记得有一次开胸手术,术后在将病人从手术室送往病房过程中,本来要求麻醉医生应走在病人头部两侧,以便于及时观察病人呼吸心跳的变化。但当时麻醉大夫走在病人的脚边一侧,到病房后,往床上抬病人时发现病人心跳骤停了。原因是手术中误伤了心包周围组织,未能及时缝合,关胸冲洗时残留液体没有抽干净,导致心脏填塞。这个病例警示手术医生、麻醉医生要严格遵守各种规范的规定,同时我们也在医疗安全方面增加了一个保障性措施,那就是现在普及到各级医院的——麻醉恢复室。

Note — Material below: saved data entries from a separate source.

PR #430, opened 2022-09-05
Improves devel/query usability

cppcooper:
Increase the default maxlength value and prints a message when queries are truncated.

### DIFF
--- a/changelog.txt
+++ b/changelog.txt
@@ -19,7 +19,7 @@ that repo.
 - `warn-stealers`: warn when creatures that may steal your food, drinks, or items become visible
 
 ## Fixes
-- `devel/query`: updates call to deleted function that was causing an error for tile data
+- `devel/query`: fixed error when --tile is specified
 - `gui/unit-info-viewer`: fix logic for displaying undead creature names
 - `gui/workflow`: restore functionality to the add/remove/order hotkeys on the workflow status screen
 - `emigration`: fix emigrant logic so unhappy dwarves leave as designed
--- a/changelog.txt
+++ b/changelog.txt
@@ -25,6 +25,7 @@ that repo.
 - `gui/gm-unit`: allow ``+`` and ``-`` to adjust skill values as intended instead of letting the filter intercept the characters
 
 ## Misc Improvements
+- `devel/query`: improved usability by informing the user when a query has been truncated
 - `gui/gm-unit`: don't clear the list filter when you adjust a skill value
 - `gui/quickfort`: better formatting for the generated manager orders report
 - `gui/quickfort`: display an error message when the blueprints directory cannot be found
--- a/changelog.txt
+++ b/changelog.txt
@@ -26,7 +26,7 @@ that repo.
 - `gui/gm-unit`: allow ``+`` and ``-`` to adjust skill values as intended instead of letting the filter intercept the characters
 
 ## Misc Improvements
-- `devel/query`: improved usability by informing the user when a query has been truncated
+- `devel/query`: inform the user when a query has been truncated due to ``--maxlength`` being hit.
 - `devel/query`: increased default maxlength value from 257 to 2048
 - `gui/gm-unit`: don't clear the list filter when you adjust a skill value
 - `gui/quickfort`: better formatting for the generated manager orders report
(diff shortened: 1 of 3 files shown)


changelog.txt
```diff
@@ -19,12 +19,15 @@ that repo.
...
 ## Fixes
+- `devel/query`: updates call to deleted function that was causing an error for tile data
 - `gui/unit-info-viewer`: fix logic for displaying undead creature names
 - `gui/workflow`: restore functionality to the add/remove/order hotkeys on the workflow status screen
 - `emigration`: fix emigrant logic so unhappy dwarves leave as designed
 - `gui/gm-unit`: allow ``+`` and ``-`` to adjust skill values as intended instead of letting the filter intercept the characters
 
 ## Misc Improvements
+- `devel/query`: improved usability by informing the user when a query has been truncated
+- `devel/query`: increased default maxlength value from 257 to 2048
```
myk002, line 30: ha, I should probably go back and modify all the example `devel/query` commands I put in the help text. I had added explicit `--maxlenth` parameters because the default was so small.

changelog.txt
```diff
@@ -19,12 +19,15 @@ that repo.
...
 
 ## Fixes
+- `devel/query`: updates call to deleted function that was causing an error for tile data
 - `gui/unit-info-viewer`: fix logic for displaying undead creature names
 - `gui/workflow`: restore functionality to the add/remove/order hotkeys on the workflow status screen
 - `emigration`: fix emigrant logic so unhappy dwarves leave as designed
 - `gui/gm-unit`: allow ``+`` and ``-`` to adjust skill values as intended instead of letting the filter intercept the characters
 
 ## Misc Improvements
+- `devel/query`: improved usability by informing the user when a query has been truncated
```
myk002, line 29:
```suggestion
- `devel/query`: inform the user when a query has been truncated due to ``--maxlength`` being hit.
```

changelog.txt
```diff
@@ -19,12 +19,15 @@ that repo.
 - `warn-stealers`: warn when creatures that may steal your food, drinks, or items become visible
 
 ## Fixes
+- `devel/query`: updates call to deleted function that was causing an error for tile data
```
myk002, line 22: I'm not sure this is understandable by readers of the changelog. The fact that the error was caused by calling a deleted function is not useful to tell users. Could you rephrase this as something like "fixed error when [use case]"?

devel/query.lua
```diff
@@ -274,6 +274,7 @@ function foreach(table, name, callback)
     if getmetatable(table) and table._kind and (table._kind == "enum-type" or table._kind == "bitfield-type") then
         for idx, value in ipairs(table) do
             if is_exceeding_maxlength(index) then
+                print("<query on " .. name .. " truncated after " .. index .. ">")
```
myk002, line 277: instead of duplicating this message, could you integrate it into `is_exceeding_maxlength` (passing it the `name` param) or, if not that, make a wrapper around `is_exceeding_maxlength` that prints the message?

myk002 (changes requested):

changelog.txt
myk002: In other words, try to answer the question for the user: "What can I do now that I couldn't do before?"

cppcooper: It is a development script, does that matter here?

cppcooper: As a side note, I don't precisely know all of what this means for using the script. I just found what was causing the error and fixed it, it may have other edge cases than just `--tile`

myk002: I think that's ok if it fixes other things too. Rephrasing the message as "fixed error when --tile is specified" is definitely good enough.

cppcooper:
```suggestion
- `devel/query`: fixed error when --tile is specified
```

devel/query.lua
cppcooper: "into" I don't like, cause it's an `is_*` function but I could wrap it or rename it and put it into the renamed. I'll try and do this tomorrow

changelog.txt
cppcooper: I picked the number, mostly, out of thin air. I wasn't sure what the longest standard tables users would be looking at would be. What I did know is there are some crazy long tables that really slow down searches.
I presume I can resolve this though, or should I make a note in wherever that doc pr is?

devel/query.lua
cppcooper: Actually a wrapper doesn't work either; needs to return when it is exceeding. I just put the print message in a nested-function.

myk002 (approved):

1989 年,北京友谊医院建立了北京地区第一家麻醉门诊和疼痛门诊,叫“麻醉与疼痛诊疗门诊”。当时要向院长讲清楚,住院手术的病人,凡是有伴随疼痛的病人,由其他手术科室转到这个门诊,以提前做术前准备。当时只有李彦平、庞杰医生2 个人。而且,我们在开展慢性疼痛治疗、癌痛治疗的同时,设立了家庭病床。毎次我和同事就骑自行车到病人家里,观察镇痛效果是否到位,一个星期要到病人家里去一次,最多时要随访十几个病人。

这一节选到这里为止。